*** DATA EXTRACTS ***
PR #364, opened 2015-01-11
Fix unparser issue with ruby 1.9.3. by pinning unparser to 0.1.16.

troessner:
The current unparser version 0.1.17 doesn't work with ruby 1.9.3 anymore:

Gem::InstallError: unparser requires Ruby version >= 2.0.0.
An error occurred while installing unparser (0.1.17), and Bundler cannot continue.
Make sure that `gem install unparser -v '0.1.17'` succeeds before bundling.

### DIFF
--- a/reek.gemspec
+++ b/reek.gemspec
@@ -31,7 +31,7 @@ Gem::Specification.new do |s|
   s.summary = 'Code smell detector for Ruby'
 
   s.add_runtime_dependency('parser', ['~> 2.2.0.pre.7'])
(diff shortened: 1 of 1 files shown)


mvz:
Yes, this is a serious problem. Unparser just dropped support for 1.9.3 in the version that added support for 2.2.0. Would be nice if RubyGems could resolve that, but sadly no. I'm trying to convince the author to at least allow installation on 1.9.3 even if he doesn't test on it.

PR #366, opened 2015-01-11
Prefer pry-byebug in specs and features.

troessner:


troessner:
pry-byebug gives us the best of both worlds (pry and byebug): https://github.com/deivid-rodriguez/pry-byebug so i don't see a reason to require 'pry' and 'byebug' separetely.

PR #368, opened 2015-01-13
Do not provide -c option if no config file is found

mvz:
Avoids problem if rake task cannot find any config files.


troessner:
Nice work! Merged. I'll release 1.6.2 right away.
*** End of DATA EXTRACTS ***
- [DIRECTIONS]:
Working through the records above, copy each one exactly.

- [OUTPUT]:
PR #364, opened 2015-01-11
Fix unparser issue with ruby 1.9.3. by pinning unparser to 0.1.16.

troessner:
The current unparser version 0.1.17 doesn't work with ruby 1.9.3 anymore:

Gem::InstallError: unparser requires Ruby version >= 2.0.0.
An error occurred while installing unparser (0.1.17), and Bundler cannot continue.
Make sure that `gem install unparser -v '0.1.17'` succeeds before bundling.

### DIFF
--- a/reek.gemspec
+++ b/reek.gemspec
@@ -31,7 +31,7 @@ Gem::Specification.new do |s|
   s.summary = 'Code smell detector for Ruby'
 
   s.add_runtime_dependency('parser', ['~> 2.2.0.pre.7'])
(diff shortened: 1 of 1 files shown)


mvz:
Yes, this is a serious problem. Unparser just dropped support for 1.9.3 in the version that added support for 2.2.0. Would be nice if RubyGems could resolve that, but sadly no. I'm trying to convince the author to at least allow installation on 1.9.3 even if he doesn't test on it.

PR #366, opened 2015-01-11
Prefer pry-byebug in specs and features.

troessner:


troessner:
pry-byebug gives us the best of both worlds (pry and byebug): https://github.com/deivid-rodriguez/pry-byebug so i don't see a reason to require 'pry' and 'byebug' separetely.

PR #368, opened 2015-01-13
Do not provide -c option if no config file is found

mvz:
Avoids problem if rake task cannot find any config files.


troessner:
Nice work! Merged. I'll release 1.6.2 right away.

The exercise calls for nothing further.